What this task involves
In the response, each entry below should appear again exactly as given.

Given records
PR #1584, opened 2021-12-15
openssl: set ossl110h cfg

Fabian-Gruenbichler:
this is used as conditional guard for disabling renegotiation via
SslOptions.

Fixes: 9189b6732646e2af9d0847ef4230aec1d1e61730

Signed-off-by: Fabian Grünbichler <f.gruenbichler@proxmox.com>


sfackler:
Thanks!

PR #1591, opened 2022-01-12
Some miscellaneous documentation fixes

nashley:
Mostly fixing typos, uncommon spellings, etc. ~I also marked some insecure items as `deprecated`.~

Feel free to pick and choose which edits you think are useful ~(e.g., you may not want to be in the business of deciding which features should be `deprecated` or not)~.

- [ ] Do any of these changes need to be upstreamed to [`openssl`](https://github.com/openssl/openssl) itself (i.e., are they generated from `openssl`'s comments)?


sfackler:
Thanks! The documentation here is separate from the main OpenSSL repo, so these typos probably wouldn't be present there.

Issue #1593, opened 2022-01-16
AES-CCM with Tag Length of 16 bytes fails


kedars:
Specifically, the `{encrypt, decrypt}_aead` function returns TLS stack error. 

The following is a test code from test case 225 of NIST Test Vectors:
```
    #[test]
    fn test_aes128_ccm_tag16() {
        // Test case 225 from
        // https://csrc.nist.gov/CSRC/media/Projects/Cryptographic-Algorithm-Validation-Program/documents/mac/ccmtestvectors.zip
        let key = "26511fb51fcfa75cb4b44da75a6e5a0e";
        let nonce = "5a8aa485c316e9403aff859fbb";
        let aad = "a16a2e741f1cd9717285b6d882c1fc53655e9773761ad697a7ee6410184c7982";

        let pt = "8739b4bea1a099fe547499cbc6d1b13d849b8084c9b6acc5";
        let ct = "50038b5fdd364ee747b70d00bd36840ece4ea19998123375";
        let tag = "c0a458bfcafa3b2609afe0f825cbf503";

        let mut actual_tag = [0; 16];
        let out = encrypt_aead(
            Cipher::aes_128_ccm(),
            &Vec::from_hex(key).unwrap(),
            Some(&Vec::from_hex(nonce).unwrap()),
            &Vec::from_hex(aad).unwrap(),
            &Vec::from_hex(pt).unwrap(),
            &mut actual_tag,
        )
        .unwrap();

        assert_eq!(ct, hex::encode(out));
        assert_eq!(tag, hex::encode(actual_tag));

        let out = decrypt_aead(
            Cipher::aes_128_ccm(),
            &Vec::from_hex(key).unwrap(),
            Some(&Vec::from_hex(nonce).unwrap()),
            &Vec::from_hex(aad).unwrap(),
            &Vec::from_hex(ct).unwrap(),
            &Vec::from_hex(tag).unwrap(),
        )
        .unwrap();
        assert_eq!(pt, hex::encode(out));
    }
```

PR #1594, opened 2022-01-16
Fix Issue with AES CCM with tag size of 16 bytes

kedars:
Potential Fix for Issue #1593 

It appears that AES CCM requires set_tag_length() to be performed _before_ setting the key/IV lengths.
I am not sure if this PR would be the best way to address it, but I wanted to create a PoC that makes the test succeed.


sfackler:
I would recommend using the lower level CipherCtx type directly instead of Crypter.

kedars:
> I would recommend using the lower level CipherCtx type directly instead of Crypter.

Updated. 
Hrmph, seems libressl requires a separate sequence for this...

The answer
PR #1584, opened 2021-12-15
openssl: set ossl110h cfg

Fabian-Gruenbichler:
this is used as conditional guard for disabling renegotiation via
SslOptions.

Fixes: 9189b6732646e2af9d0847ef4230aec1d1e61730

Signed-off-by: Fabian Grünbichler <f.gruenbichler@proxmox.com>


sfackler:
Thanks!

PR #1591, opened 2022-01-12
Some miscellaneous documentation fixes

nashley:
Mostly fixing typos, uncommon spellings, etc. ~I also marked some insecure items as `deprecated`.~

Feel free to pick and choose which edits you think are useful ~(e.g., you may not want to be in the business of deciding which features should be `deprecated` or not)~.

- [ ] Do any of these changes need to be upstreamed to [`openssl`](https://github.com/openssl/openssl) itself (i.e., are they generated from `openssl`'s comments)?


sfackler:
Thanks! The documentation here is separate from the main OpenSSL repo, so these typos probably wouldn't be present there.

Issue #1593, opened 2022-01-16
AES-CCM with Tag Length of 16 bytes fails


kedars:
Specifically, the `{encrypt, decrypt}_aead` function returns TLS stack error. 

The following is a test code from test case 225 of NIST Test Vectors:
```
    #[test]
    fn test_aes128_ccm_tag16() {
        // Test case 225 from
        // https://csrc.nist.gov/CSRC/media/Projects/Cryptographic-Algorithm-Validation-Program/documents/mac/ccmtestvectors.zip
        let key = "26511fb51fcfa75cb4b44da75a6e5a0e";
        let nonce = "5a8aa485c316e9403aff859fbb";
        let aad = "a16a2e741f1cd9717285b6d882c1fc53655e9773761ad697a7ee6410184c7982";

        let pt = "8739b4bea1a099fe547499cbc6d1b13d849b8084c9b6acc5";
        let ct = "50038b5fdd364ee747b70d00bd36840ece4ea19998123375";
        let tag = "c0a458bfcafa3b2609afe0f825cbf503";

        let mut actual_tag = [0; 16];
        let out = encrypt_aead(
            Cipher::aes_128_ccm(),
            &Vec::from_hex(key).unwrap(),
            Some(&Vec::from_hex(nonce).unwrap()),
            &Vec::from_hex(aad).unwrap(),
            &Vec::from_hex(pt).unwrap(),
            &mut actual_tag,
        )
        .unwrap();

        assert_eq!(ct, hex::encode(out));
        assert_eq!(tag, hex::encode(actual_tag));

        let out = decrypt_aead(
            Cipher::aes_128_ccm(),
            &Vec::from_hex(key).unwrap(),
            Some(&Vec::from_hex(nonce).unwrap()),
            &Vec::from_hex(aad).unwrap(),
            &Vec::from_hex(ct).unwrap(),
            &Vec::from_hex(tag).unwrap(),
        )
        .unwrap();
        assert_eq!(pt, hex::encode(out));
    }
```

PR #1594, opened 2022-01-16
Fix Issue with AES CCM with tag size of 16 bytes

kedars:
Potential Fix for Issue #1593 

It appears that AES CCM requires set_tag_length() to be performed _before_ setting the key/IV lengths.
I am not sure if this PR would be the best way to address it, but I wanted to create a PoC that makes the test succeed.


sfackler:
I would recommend using the lower level CipherCtx type directly instead of Crypter.

kedars:
> I would recommend using the lower level CipherCtx type directly instead of Crypter.

Updated. 
Hrmph, seems libressl requires a separate sequence for this...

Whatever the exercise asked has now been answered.